* **EXERCISE**:
Reproduce each entry exactly as written.

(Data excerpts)
PR #241, opened 2021-07-08
EVM improvements

dessaya:
* configurable chainID (default 1074)
* net_version responds the same value as chainID
* add txpool service (necessary for chain explorer)

### DIFF
--- a/packages/evm/jsonrpc/service.go
+++ b/packages/evm/jsonrpc/service.go
@@ -8,6 +8,7 @@ package jsonrpc
 import (
 	"fmt"
 	"math/big"
+	"strconv"
 
 	"github.com/ethereum/go-ethereum"
 	"github.com/ethereum/go-ethereum/common"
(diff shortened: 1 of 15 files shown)


BugFreeSoftware (approved):

packages/evm/jsonrpc/service.go
```diff
@@ -282,14 +282,16 @@ func (e *EthService) CompileSolidity()
...
 
-func NewNetService() *NetService {
-	return &NetService{}
+func NewNetService(chainID int) *NetService {
+	return &NetService{chainID}
 }
 
 func (s *NetService) Version() string {
-	return "1074" // IOTA -- get it?
+	return strconv.Itoa(s.chainID)
```
lunfardo314, line 294: So it means there are no 2 chains with same version? Should’t the version be a version of the evm native contract? Some static constant in the code? And, btw, the committee nodes via the chain should enforce all nodes have compatible (same) versions?

dessaya: This chainID is not the ISCP chainID, it is an arbitrary number specified for the EVM chain, configured when initializing the evmchain contract.
This `Version` method corresponds to the `net_version` JSON-RPC endpoint, and is supposed to return the so called NetworkID which in most cases should be equal to the ChainID.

* **ANSWER FOR THIS EXERCISE**:
PR #241, opened 2021-07-08
EVM improvements

dessaya:
* configurable chainID (default 1074)
* net_version responds the same value as chainID
* add txpool service (necessary for chain explorer)

### DIFF
--- a/packages/evm/jsonrpc/service.go
+++ b/packages/evm/jsonrpc/service.go
@@ -8,6 +8,7 @@ package jsonrpc
 import (
 	"fmt"
 	"math/big"
+	"strconv"
 
 	"github.com/ethereum/go-ethereum"
 	"github.com/ethereum/go-ethereum/common"
(diff shortened: 1 of 15 files shown)


BugFreeSoftware (approved):

packages/evm/jsonrpc/service.go
```diff
@@ -282,14 +282,16 @@ func (e *EthService) CompileSolidity()
...
 
-func NewNetService() *NetService {
-	return &NetService{}
+func NewNetService(chainID int) *NetService {
+	return &NetService{chainID}
 }
 
 func (s *NetService) Version() string {
-	return "1074" // IOTA -- get it?
+	return strconv.Itoa(s.chainID)
```
lunfardo314, line 294: So it means there are no 2 chains with same version? Should’t the version be a version of the evm native contract? Some static constant in the code? And, btw, the committee nodes via the chain should enforce all nodes have compatible (same) versions?

dessaya: This chainID is not the ISCP chainID, it is an arbitrary number specified for the EVM chain, configured when initializing the evmchain contract.
This `Version` method corresponds to the `net_version` JSON-RPC endpoint, and is supposed to return the so called NetworkID which in most cases should be equal to the ChainID.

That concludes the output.